For each line of the data below that holds "fine", copy the line.

+++

PR #8148, opened 2023-02-17
Ensured that Default Column and Variable Name checkbox function correctly in New DataFrame dialog

### LINKED ISSUE #8120: Minor bug in the File > New Dataframe Dialogue
@derekagorhom when I try to change the default it becomes black which makes it hard to change. Can you fix this?
image

derekagorhom:
fixes #8120 
This is not ready for review as it needs further testing. 
@N-thony , the fix works but it takes longer to load (probably from my laptop). 
Also i found out that when you set the column to say 14 and reduce it to say 8, you get a column number between those 2 numbers.


rdstern:
@derekagorhom while you are fixing that, I would like to explore with the `Variable Name` checkbox checked by default.  Could you please make that change too.

derekagorhom:
@rdstern, i and @N-thony managed to reduce the loading time for the columns till approximately 290 columns, after that dialogue takes sometime to load the columns (but not as long as previously). 
I believe this is ready for testing

rdstern (approved):
@derekagorhom this looks absolutely fine.  @lloyddewit over to you.

lloyddewit (approved):

PR #8152, opened 2023-02-20
Implementing the Find In Variable and Filter Dialogue

### LINKED ISSUE #7950: Add a simple Find dialogue into the Edit menu?

N-thony:
Fixes #7950
@rdstern following your comment in the corresponding issue, I have implemented the find into different pages. Could you have a look? The find in Filter is disable for now.


rdstern (commented):
So that's a bit better, but not great as a general find yet.
Try with the diamonds data and caret and pattern 3. - there are about 35 of those in the record.  But I have to step manually down.  

I don't know how you are doing it, but could ytou use R to find them all on all pages and then be able to step down.

It will also be good to have a From Row... but you need to be able to find on all pages first.  Maybe also try with the filter?

N-thony:
@ChrisMarsh82 I have made some changes to find rows with R. Can you have a look? They are still some minor things I need to fix but so far this seems to work.
@rdstern could you also test quickly and give the feedback? Probably will make the changes once.

rdstern:
@N-thony that's looking good.  It seems to work fine.
a) I tried some values that don't exist and it gave a message.  That could improve.  I wonder if it should be a popup or within the dialogue?
b) It goes round, and when you start a new text, it always starts at the top.  Could you add a Find Next button below, which starts from the current place - even for a new Finf pattern or variable and just goes to the end.  (So the Find option for a new variable, or pattern) always starts at row 1 and goes round, while Find next always starts from the current row and only goes down?
c) Can you add a regex option/keyboard as you have added in the ordinary dialogues, and possibly an ignore case option?

d) Oh here is a slight inconvenience:

image

It doesn't have the same pages anymore.  And I sometimes want to see the observation in context, so I wanted here to scroll up.  Can you keep the ordinary paging at 1000?

e) I like the green cell being marked.  But could you perhaps add a radio button, if easy, with Show (O) Cell (O) Row.  (You can see in the example shown I made a logical variable for rain > 100 and searched for when that is true.  

f) So, in addition maybe the pattern could have a drop down with suggestions.  The obvious ones are TRUE and FALSE.

Roger

rdstern (commented):
@N-thony I had a quick look though you are still working on it.  I used the dodoma data.  When I started ar the top and looked for day 31 it went to the next page and gave me row 1035.  Then went to the next page?
I notice the line option isn't working yet..

N-thony:
@rdstern you can test this.

rdstern:
@N-thony I got build errors

PR #8154, opened 2023-02-20
Added data export to Export for Climsoft dialog

Vitalis95:
Fixes Partly #6377 
@rdstern , @N-thony , @lloyddewit , I have implemented export data frame part. I am still working on the remaining part of  export comments


rdstern (approved):
@lloyddewit this looks ok to me.  If the code is ok, then it would be good to include this in the forthcoming release.  I don't know whether you want @Patowhiz to also look?  
I would like the export of the Comments sheet to be added, but it needn't be this pull request.  If added, then I suggest we don't need to choose another file name.  Instead the same name is used as for the data file, with perhaps _report added to the name.

So there could be an Add Report checkbox.  If checked it gives you the list of data frames and a single receiver.  If there is a .comments data frame then this is filled by default.

lloyddewit (approved):

lloyddewit:
@rdstern Thank you for the approval and comments.

> @lloyddewit this looks ok to me. If the code is ok, then it would be good to include this in the forthcoming release. I don't know whether you want @Patowhiz to also look?

I don't think there's anything controversial in the code so no essential need for @Patowhiz to review from the code perspective. However, he may wish to review the PR's functionality to ensure that it's compatible with Climsoft. Based on your approval, and to avoid delay, I'll merge anyway and we can make any future changes in a new PR.

> I would like the export of the Comments sheet to be added, but it needn't be this pull request. If added, then I suggest we don't need to choose another file name. Instead the same name is used as for the data file, with perhaps _report added to the name. So there could be an Add Report checkbox. If checked it gives you the list of data frames and a single receiver. If there is a .comments data frame then this is filled by default.

Will you raise a new issue for this?

Patowhiz:
@lloyddewit thanks for merging it. Now I will look at it and make further amendments.

PR #8157, opened 2023-02-21
Ensured that selecting variables works correctly in Climatic > Tidy and Examine > Tidy Daily Data dialog

### LINKED ISSUE #8155: Serious problem with the Climatic > Tidy and Examine > Tidy Daily Data dialogue
@Vitalis95 could you please look at this problem urgently.  

It has appeared in Version 0.7.8 and was not there (I gather) in Version 0.7.6.

You can try with any dataset that has the 31 days going across - so Marrupa from the Mozambique climatic is an example (make -- into missing) and separate the year and month.  Then the multiple receiver goes crazy when you tyy to fill it!

There is a similar problem with the 12 months going across - The Garoua data is an example here.  I have not checked the default third option of the years columns.

I assume it should be easy to find.  Then it would be good to understand why the change has happened in case there is a similar problem in some other dialogues?

Vitalis95:
Fixes #8155 
@rdstern @lloyddewit @N-thony , fixes a bug when variables added to the receiver are excluded from the selector


rdstern (changes requested):
@Vitalis95 great - that's much better.  

But it didn't "remember" the variables.  So, when I returned to the dialogue, the receiver was cleared.

Vitalis95:
@rdstern , have a look at it.

rdstern (approved):
Excellent.  @lloyddewit this was a nasty bug in the climatic, so good if we can get the corrections into the forthcoming release

lloyddewit (approved):

PR #8161, opened 2023-02-22
Ensured that options to carry all/selected columns works correctly in Stack dialog

### LINKED ISSUE #8156: Minor problem with the (new?) Stack dialogue
@N-thony can you sort this one, or allocate?

This seems to have escaped our quality control!  It would be good - and I assume simple to fix for this release, but not serious if it remains there for another month.

image

On the rhs you can choose to carry all columns - default.  Or you choose the columns to carry.

But notice that when you choose the columns to carry, then the Carry all columns checkbox is disabled, but still checked.  So it always carries all columns.  I assume these options should be radio buttons instead, as they are alternatives.

anastasia-mbithe:
Fixes #8156 
@rdstern and @N-thony This is ready for review.


rdstern (approved):
Looks fine now.  @lloyddewit over to you

lloyddewit (approved):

+++

Written reply:
@derekagorhom this looks absolutely fine.  @lloyddewit over to you.
@N-thony that's looking good.  It seems to work fine.
Looks fine now.  @lloyddewit over to you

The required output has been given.